== Stored data entries ==
PR #28, opened 2024-05-23
add cross_entropy_loss

FatJhon:
add cross_entropy_loss, support as followed:
all value is set default, except input and target.
CrossEntropyLoss(input, target, weight=None, size_average=None, ignore_index=-100, reduce=None, reduction='mean', label_smoothing=0.0)

### DIFF
--- a/src/flag_gems/ops/cross_entropy_loss.py
+++ b/src/flag_gems/ops/cross_entropy_loss.py
@@ -36,7 +36,7 @@ def log_softmax_and_mul_kernel(
     output_ptr,
     input_ptr,
     target_ptr,
-    all_mean,
+    mean_num,
     M,
     N,
     K,
@@ -56,7 +56,7 @@ def log_softmax_and_mul_kernel(
     denominator = tl.sum(numerator, axis=1)[:, None]
     softmax_output = tl.log(numerator / denominator)
     target = tl.load(target_ptr + offset, mask=mask, other=0.0)
-    out = softmax_output * target / (all_mean) * -1
+    out = softmax_output * target / (-mean_num)
     output_ptrs = output_ptr + offset
     tl.store(output_ptrs, out, mask=mask)
 
@@ -92,7 +92,7 @@ def softmax_and_sub_kernel(
     input_ptr,
     target_ptr,
     out_grad,
-    all_mean,
+    mean_num,
     M,
     N,
     K,
@@ -115,7 +115,7 @@ def softmax_and_sub_kernel(
     target_ptrs = target_ptr + offset
     target = tl.load(target_ptrs, mask=mask, other=0.0)
     out_grad_value = tl.load(out_grad)
-    out = out_grad_value * (softmax_output - target) / all_mean
+    out = out_grad_value * (softmax_output - target) / mean_num
     output_ptrs = output_ptr + offset
 
     tl.store(output_ptrs, out, mask=mask)
@@ -133,7 +133,7 @@ class CrossEntropyLoss(torch.autograd.Function):
 
         shape = list(input.shape)
         shape[dim] = 1
-        all_mean = target.numel()
+        mean_num = target.numel()
         target = torch.zeros_like(input).scatter(dim, target.view(shape), 1)
 
         M = 1
@@ -152,7 +152,7 @@ class CrossEntropyLoss(torch.autograd.Function):
             out,
             inp,
             target,
-            all_mean,
+            mean_num,
             M,
             N,
             K,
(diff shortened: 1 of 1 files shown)


src/flag_gems/ops/cross_entropy_loss.py
```diff
@@ -25,27 +139,66 @@ def forward(ctx, input, target, weight, reduction, ignore_index, label_smoothing
...
-        input_dim = ctx.dim
+        dim = ctx.dim
         all_mean = ctx.mean
-        in_grad = (
-            out_grad * sub(softmax(input, dim=input_dim), target) / all_mean
-        )  # todo: sub & softmax in one kernel
-        return in_grad, None, None, None, None, None
+
+        assert dim >= -input.ndim and dim < input.ndim, "Invalid dim"
+        dim = dim % input.ndim
```
StrongSpoon: is this necessary? in forward pass, dim is initialized as a legal value.

src/flag_gems/ops/cross_entropy_loss.py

== Assignment ==
Lines holding the word "mask" should be copied from the entries above.

== Result of the exercise ==
     target = tl.load(target_ptr + offset, mask=mask, other=0.0)
     tl.store(output_ptrs, out, mask=mask)
     target = tl.load(target_ptrs, mask=mask, other=0.0)
     tl.store(output_ptrs, out, mask=mask)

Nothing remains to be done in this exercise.